What to do – Return each line of the material verbatim.

Records for this task –
Issue #744, opened 2019-04-24
Failed msg group name missing in list of last 10 completed retry requests


sergioc:
<img width="705" alt="image" src="https://user-images.githubusercontent.com/493451/56661626-74185e80-66a2-11e9-97fc-b8e7ce10ecec.png">

***************

*Technical information if reporting a bug:*

- **ServicePulse version:** 1.19.0
- **ServiceControl version:** 3.6.9

WojcikMike:
@sergioc I am almost sure that we display lack of title if you retry a single message. Can you confirm that? Retry a group and later a single message and see what is presented in the 10 completed retry requests

sergioc:
Seems to be the case:

<img width="983" alt="image" src="https://user-images.githubusercontent.com/493451/56880037-7dffe000-6a5b-11e9-8a11-5a8b5fe58884.png">

PR #873, opened 2020-04-27
Displaying a static text for a retries consisting of selection or a s…

WojcikMike:
…ingle message

Solves: https://github.com/Particular/ServicePulse/issues/744

image

The group name is empty when retry is related to a selection of messages. And this is what I tried to represent here. 
I am waiting for a good name for such scenario:


WojcikMike:
We will not pursue that solution, but instead change a ServiceControl to fill the name with something of value (like exception type)

PR #877, opened 2020-04-29
Show the number of instances with connectivity problems on the monitoring overview screen

ramonsmits:
image

Depends on https://github.com/Particular/ServiceControl/pull/1989

### DIFF
--- a/src/ServicePulse.Host/app/modules/monitoring/views/monitored_endpoints.html
+++ b/src/ServicePulse.Host/app/modules/monitoring/views/monitored_endpoints.html
@@ -81,8 +81,13 @@
                                         <span class="warning" ng-if="endpoint.isScMonitoringDisconnected">
                                             <i class="fa pa-monitoring-lost endpoints-overview" uib-tooltip="Unable to connect to monitoring server"></i>
                                         </span>
-                                        <span class="warning" ng-if="endpoint.isStale">
+                                        <span class="warning" ng-if="endpoint.isStale && (endpoint.connectedCount==null || endpoint.connectedCount==0)">
                                             <i class="fa pa-endpoint-lost endpoints-overview" uib-tooltip="Unable to connect to instance"></i>
+                                        </span>
+                                        <span class="warning" ng-if="endpoint.isStale && (endpoint.connectedCount>0)">
+                                            <a ng-href="{{getDetailsUrl(endpoint)}}&tab=instancesBreakdown">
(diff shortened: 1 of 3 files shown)


src/ServicePulse.Host/ServicePulse.Host.csproj
```diff
@@ -36,4 +36,10 @@
     <EmbeddedResource Include="Hosting\Help.txt" />
   </ItemGroup>
 
+  <ItemGroup>
```
WilliamBZA, line 39: Does this need to be explicitly added? I think it should automatically get embedded based on line 31.

src/ServicePulse.Host/app/modules/monitoring/js/monitored_endpoints.controller.js
```diff
@@ -81,7 +81,7 @@
                     if (endpoint.error) {
                         connectivityNotifier.reportFailedConnection();
                         if ($scope.endpoints) {
-                            $scope.endpoints.forEach((item) => item.isScMonitoringDisconnected = true);
+                            $scope.endpoints.forEach((item) => {item.isScMonitoringDisconnected = true;item.disconnectedCount=10;});
```
WilliamBZA, line 84:
```suggestion
                            $scope.endpoints.forEach((item) => {
                                item.isScMonitoringDisconnected = true;
                                item.disconnectedCount=10;
                            });
```

src/ServicePulse.Host/app/modules/monitoring/views/monitored_endpoints.html
```diff
@@ -81,9 +81,14 @@ <h1>Endpoints overview</h1>
                                         <span class="warning" ng-if="endpoint.isScMonitoringDisconnected">
                                             <i class="fa pa-monitoring-lost endpoints-overview" uib-tooltip="Unable to connect to monitoring server"></i>
                                         </span>
-                                        <span class="warning" ng-if="endpoint.isStale">
+                                        <span class="warning" ng-if="endpoint.isStale && (endpoint.connectedCount==null || endpoint.connectedCount==0)">
```
WilliamBZA, line 84:
```suggestion
                                        <span class="warning" ng-if="endpoint.isStale && endpoint.connectedCount">
```

Type coalescing in JavaScript will convert the check to:

* Does endpoint.connectedCount have a defined value?
* Is the value non-null?
* Is the value non-zero?
* Is the value a non-empty string?

WilliamBZA:
This does mean that if the user is on an old version of SC, they won't see the current warning icon at all.

src/ServicePulse.Host/ServicePulse.Host.csproj
ramonsmits: @WilliamBZA strange.. that must be removed....Pretty sure I did that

Solution below –
Issue #744, opened 2019-04-24
Failed msg group name missing in list of last 10 completed retry requests


sergioc:
<img width="705" alt="image" src="https://user-images.githubusercontent.com/493451/56661626-74185e80-66a2-11e9-97fc-b8e7ce10ecec.png">

***************

*Technical information if reporting a bug:*

- **ServicePulse version:** 1.19.0
- **ServiceControl version:** 3.6.9

WojcikMike:
@sergioc I am almost sure that we display lack of title if you retry a single message. Can you confirm that? Retry a group and later a single message and see what is presented in the 10 completed retry requests

sergioc:
Seems to be the case:

<img width="983" alt="image" src="https://user-images.githubusercontent.com/493451/56880037-7dffe000-6a5b-11e9-8a11-5a8b5fe58884.png">

PR #873, opened 2020-04-27
Displaying a static text for a retries consisting of selection or a s…

WojcikMike:
…ingle message

Solves: https://github.com/Particular/ServicePulse/issues/744

image

The group name is empty when retry is related to a selection of messages. And this is what I tried to represent here. 
I am waiting for a good name for such scenario:


WojcikMike:
We will not pursue that solution, but instead change a ServiceControl to fill the name with something of value (like exception type)

PR #877, opened 2020-04-29
Show the number of instances with connectivity problems on the monitoring overview screen

ramonsmits:
image

Depends on https://github.com/Particular/ServiceControl/pull/1989

### DIFF
--- a/src/ServicePulse.Host/app/modules/monitoring/views/monitored_endpoints.html
+++ b/src/ServicePulse.Host/app/modules/monitoring/views/monitored_endpoints.html
@@ -81,8 +81,13 @@
                                         <span class="warning" ng-if="endpoint.isScMonitoringDisconnected">
                                             <i class="fa pa-monitoring-lost endpoints-overview" uib-tooltip="Unable to connect to monitoring server"></i>
                                         </span>
-                                        <span class="warning" ng-if="endpoint.isStale">
+                                        <span class="warning" ng-if="endpoint.isStale && (endpoint.connectedCount==null || endpoint.connectedCount==0)">
                                             <i class="fa pa-endpoint-lost endpoints-overview" uib-tooltip="Unable to connect to instance"></i>
+                                        </span>
+                                        <span class="warning" ng-if="endpoint.isStale && (endpoint.connectedCount>0)">
+                                            <a ng-href="{{getDetailsUrl(endpoint)}}&tab=instancesBreakdown">
(diff shortened: 1 of 3 files shown)


src/ServicePulse.Host/ServicePulse.Host.csproj
```diff
@@ -36,4 +36,10 @@
     <EmbeddedResource Include="Hosting\Help.txt" />
   </ItemGroup>
 
+  <ItemGroup>
```
WilliamBZA, line 39: Does this need to be explicitly added? I think it should automatically get embedded based on line 31.

src/ServicePulse.Host/app/modules/monitoring/js/monitored_endpoints.controller.js
```diff
@@ -81,7 +81,7 @@
                     if (endpoint.error) {
                         connectivityNotifier.reportFailedConnection();
                         if ($scope.endpoints) {
-                            $scope.endpoints.forEach((item) => item.isScMonitoringDisconnected = true);
+                            $scope.endpoints.forEach((item) => {item.isScMonitoringDisconnected = true;item.disconnectedCount=10;});
```
WilliamBZA, line 84:
```suggestion
                            $scope.endpoints.forEach((item) => {
                                item.isScMonitoringDisconnected = true;
                                item.disconnectedCount=10;
                            });
```

src/ServicePulse.Host/app/modules/monitoring/views/monitored_endpoints.html
```diff
@@ -81,9 +81,14 @@ <h1>Endpoints overview</h1>
                                         <span class="warning" ng-if="endpoint.isScMonitoringDisconnected">
                                             <i class="fa pa-monitoring-lost endpoints-overview" uib-tooltip="Unable to connect to monitoring server"></i>
                                         </span>
-                                        <span class="warning" ng-if="endpoint.isStale">
+                                        <span class="warning" ng-if="endpoint.isStale && (endpoint.connectedCount==null || endpoint.connectedCount==0)">
```
WilliamBZA, line 84:
```suggestion
                                        <span class="warning" ng-if="endpoint.isStale && endpoint.connectedCount">
```

Type coalescing in JavaScript will convert the check to:

* Does endpoint.connectedCount have a defined value?
* Is the value non-null?
* Is the value non-zero?
* Is the value a non-empty string?

WilliamBZA:
This does mean that if the user is on an old version of SC, they won't see the current warning icon at all.

src/ServicePulse.Host/ServicePulse.Host.csproj
ramonsmits: @WilliamBZA strange.. that must be removed....Pretty sure I did that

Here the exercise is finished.